Microstructural Characteristics and Magnetic Properties of Al-Substituted Barium Hexaferrite Nanoparticles Synthesized by Auto-Combustion Sol–Gel Processing

Abstract

Substituted barium hexaferrite ceramics BaFe12−x Al x O19 (x = 0.0, 0.5, 1.0, 1.5, 2.0, 2.5, 3.0) were prepared via auto-combustion sol–gel method. X-ray diffraction (XRD), Fourier transform infrared spectroscopy (FTIR), field emission scanning electron microscopy (FE-SEM), and vibrating sample magnetometry (VSM) were used to investigate the effect of Al3+ ion substitution contents on structural characteristics and magnetic properties of barium ferrite.

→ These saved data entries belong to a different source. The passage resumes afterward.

PR #11834, opened 2025-12-10
feat(type-utils): detect nested any in isUnsafeAssignment to flag unsafe object arguments

### LINKED ISSUE #11801: Enhancement: [no-unsafe-*] check `any`s nested inside object arguments

https://typescript-eslint.io/rules/no-unsafe-argument

### Description

Currently `no-unsafe-argument` doesn't catch object arguments with nested `any` types. For example:

```ts
// Imagine this is a value received from a library.
declare const fromLib: { foo: any };

// Imagine this is a function defined in user-land.
declare const fn: (x: { foo: number }) => string;

// This is unsafe due to the inner `any` type.
fn(fromLib);
```

A real world example of where this comes up is React Router's `useLocation` hook, which returns a `Location` object where the `state` property has type `any`.

Would it make sense to extend this lint rule to check for `any`s nested inside object types?

### Fail

```TypeScript
// Imagine this is a value received from a library.
declare const fromLib: { foo: any };

// Imagine this is a function defined in user-land.
declare const fn: (x: { foo: number }) => string;

// This is unsafe due to the inner `any` type.
fn(fromLib);
```

### Pass

```TypeScript
declare const fromLib: { foo: number };

declare const fn: (x: { foo: number }) => string;

fn(fromLib);
```

### Additional Info

_No response_

OleksandraKordonets:
## PR Checklist

- [x] Addresses an existing open issue: fixes #11801 

## Overview

Extend `isUnsafeAssignment` to walk object types structurally with cycle guards and early exits, so nested `any` in object arguments, unions, tuples, arrays, and index signatures are detected even when shapes are inline or via aliases, not only when the generic bases match. This aligns with the goal of the no-unsafe rules to catch any flowing through call sites and assignments, and it expands on the helper’s current simple top level behavior. All no-unsafe rules that call the helper benefit, including `no-unsafe-argument`, `no-unsafe-assignment`, and, by extension, related rules that rely on the same type-level check, the generic fast path remains for identical bases while inline shapes now flag, and `no-unsafe-assignment` suppresses a duplicate top level diagnostic when a nested property already errors. 

Tests cover shallow and nested objects in `packages/type-utils/tests/isUnsafeAssignment.test.ts` plus the issue’s repro in `packages/eslint-plugin/tests/rules/no-unsafe-argument.test.ts`, a small website config tweak avoids spreading any to satisfy the stricter checks, and performance is guarded with early exits, default lib skipping, and cycle tracking.

### DIFF
--- a/packages/type-utils/src/isUnsafeAssignment.ts
+++ b/packages/type-utils/src/isUnsafeAssignment.ts
@@ -138,6 +138,46 @@ function isUnsafeAssignmentWorker(
     visited.set(type, new Set([receiver]));
   }
 
+  if (checker.isTupleType(type) && checker.isTupleType(receiver)) {
+    const senderElements = checker.getTypeArguments(type);
+    const receiverElements = checker.getTypeArguments(receiver);
+    const length = Math.min(senderElements.length, receiverElements.length);
+
+    for (let i = 0; i < length; i += 1) {
+      const unsafe = isUnsafeAssignmentWorker(
+        senderElements[i],
+        receiverElements[i],
+        checker,
+        senderNode,
+        visited,
+      );
+      if (unsafe) {
+        return { deep: true, receiver, sender: type };
+      }
+    }
+
+    return false;
+  }
+
+  if (checker.isArrayType(type) && checker.isArrayType(receiver)) {
+    const senderElementType = checker.getTypeArguments(type)[0];
+    const receiverElementType = checker.getTypeArguments(receiver)[0];
+
+    const unsafe = isUnsafeAssignmentWorker(
+      senderElementType,
+      receiverElementType,
+      checker,
+      senderNode,
+      visited,
+    );
+
+    if (unsafe) {
+      return { deep: true, receiver, sender: type };
+    }
+
+    return false;
+  }
+
   if (tsutils.isTypeReference(type) && tsutils.isTypeReference(receiver)) {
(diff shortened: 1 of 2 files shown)


OleksandraKordonets:
@JoshuaKGoldberg 
Hi, I wanted to ask for some guidance on the CI lint failures here.
Earlier I fixed the lint errors for this branch in [commit 1d01bd4](https://github.com/typescript-eslint/typescript-eslint/pull/11834/commits/1d01bd47ec967f31e5b6a5f24f60fef6f7d01ea3), but after I added tests, the lint job started failing again. I can fix these, but it would mean touching extra files outside the core of this PR. Before I do that, I wanted to ask what you prefer. Should I keep this PR focused on my solution and leave the other lint issues for a follow up, or is it ok to include those extra lint fixes here so CI passes? I want to follow the project style and avoid unnecessary changes, so any guidance would be very helpful. Thank you

kirkwaiblinger:
Hi @OleksandraKordonets, without diving deeper into the failures you're seeing and such, if there are new lint failures anywhere in the codebase occurring as a result of the changes to the rule logic in this PR, then, generally, yes, we encourage/require them to be fixed! This is a great dogfooding opportunity to ensure that reports make sense. In some cases, disable comments or suppressions are appropriate, but generally we prefer the fixes be made where reasonable.

Does that answer your question or are you referring to something different?

PR #11860, opened 2025-12-18
feat(utils): extend node and token type checks to accept string literals

9romise:
## PR Checklist

## Overview

Previously, functions like `isNodeOfType()` required using enum values (e.g., `AST_NODE_TYPES.ArrayPattern`). This PR updates them to also accept plain string literals like `'ArrayPattern'`.

Now both styles are valid:
```ts
isNodeOfType('ArrayPattern') // New, shorter style, and editor suggests all node type strings
isNodeOfType(AST_NODE_TYPES.ArrayPattern) // Existing style still works
```

### DIFF
--- a/packages/utils/src/ast-utils/helpers.ts
+++ b/packages/utils/src/ast-utils/helpers.ts
@@ -1,26 +1,29 @@
 import type { AST_NODE_TYPES, AST_TOKEN_TYPES, TSESTree } from '../ts-estree';
 
+type ASTNodeTypes = `${AST_NODE_TYPES}` | AST_NODE_TYPES;
+type ASTTokenTypes = `${AST_TOKEN_TYPES}` | AST_TOKEN_TYPES;
+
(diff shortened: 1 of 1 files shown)


bradzacher (changes requested):
We purposely use the enum references and not raw strings for a multitude of reasons.

TypeScript enums should not be treated as transparent bags of values - instead they should be treated as opaque, nominal data.

Making code slightly shorter at the cost of these goals is not something we're interested in.

Additionally as per our contributor guide (which you did not tick as having read...) we ask that you only submit PRs for issues that are marked as accepting PRs.

For all these reasons I am going to close this PR.

9romise:
However, in practice, while `AST_NODE_TYPES` and `AST_TOKEN_TYPES` are defined as enums, their values are not arbitrary, each one is specific and meaningful. Furthermore, simply shortening the code is not the full intent of this PR.

But in any case, the final decision is up to you and team.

The results show the hexagonal phase is formed in all of the samples, and with the substitution of aluminum cations in the hexagonal structure of barium ferrite, the particle size is reduced to lower than the single domain critical size. It was found that with an increase in the substitution of Al3+ ions, the saturation magnetization (M s) decreased from 62 to 14 emu/g, while the coercive field (H c) increased from 2.7 kOe at x = 0 to 6.1 kOe at x = 1.5 and then, at higher Al3+ ion contents (x > 1.5), decreased.